It’s that time again, gardeners and Alaskans. That time of year when I take a gander at the search keywords that lead poor souls to this blog. That time of year when I get to be Sherlock Holmes and ponder the limited evidence and make a deduction (sans dark trench coat, Y chromosome, and hobbling doctor assistant: take that Mr. Cumberbatch!). This will be fun.
1. “golf trinkets and trash” Why not start off with a bang? My first instinct is “huh?” followed closely by “what exactly are golf trinkets?” I imagine some flashy golden tees or argyle golf socks made from cashmere. Or maybe rhinestone encrusted golf balls. Just what is it about my blog that would attract this traffic?
2. ”night fish dip net” What is a night fish? Is it related to a night crawler? Dip netting at night is a good way to a. most likely break some fishing regulations, b. slice off a finger with a filet knife, c. annoy your sleeping dip net compatriots on the beach, or d. all of the above.

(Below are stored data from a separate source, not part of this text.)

PR #1388, opened 2021-07-07
fix: prevent implicit 'use strict' output

### LINKED ISSUE #1387: REPL outputs `'use strict'` after first empty line of input
### Expected Behavior

If you type nothing into the first line of REPL input, you should not see `'use strict'`.  The TS compiler emits `'use strict'` but that's not what the user entered, so they shouldn't see it.

### Actual Behavior

Hitting enter in the REPL with no input on the first line shows `use strict`

ejose19:
Fixes #1387


cspotcode:
Thanks!

PR #1395, opened 2021-07-12
chore: normalize npm version in ci jobs

ejose19:
Having 2 different versions of `npm` could lead to issues causing the jobs to randomly fail.

Related:
https://github.com/actions/setup-node/issues/268
https://github.com/npm/cli/issues/417


cspotcode:
I ended up making a smaller tweak to keep the npm caches separated.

3. “pictures of potty kids in the wilderness” This must require some sort of background or understanding of lingo. Otherwise, should I be calling the FBI? This is not that kind of blog. Or (if my first reaction has misunderstood the query badly), use a plastic concessions cup…trust me, it is the best bathroom in the wild short of a wag bag. If you do not know what a wag bag is, you are lucky and not from Alaska.
4. “calamagrostis x acutiflora ‘karl foerster’” Yes. That is the only answer. Five minimum, nine is better. Anything over twelve and I will be your devoted admirer. Just promise me you won’t fertilize or place in more than 1/2 day shade.
5. “music forgot to change their” Their what???? Diapers, front man, tablecloth…help me out here!
6. “bunny boots alaska” Oh, all right. Even though I have written about this before. Pick the black pair unless you are an avid snowmachiner. In that case, the unofficial rule requires you to have the white pair or be endlessly mocked as a newbie or idiot. You’re welcome.
7. “alaska snowfall on trees and free ph…” I may never sleep well again. Free phones, free photos, free phish, free pharmacy technician training (scary!), free phenytoin level, free physical exam. You pick, I’m going for photos.
8. “gardening christmas songs” I may be the only garden blogger to riff on a holiday song (read here). Since I abhor research unless absolutely necessary, I will never know. For early holiday music rage prevention Last Frontier style, read here.
Do you watch or read mysteries? A Sherlock devotee?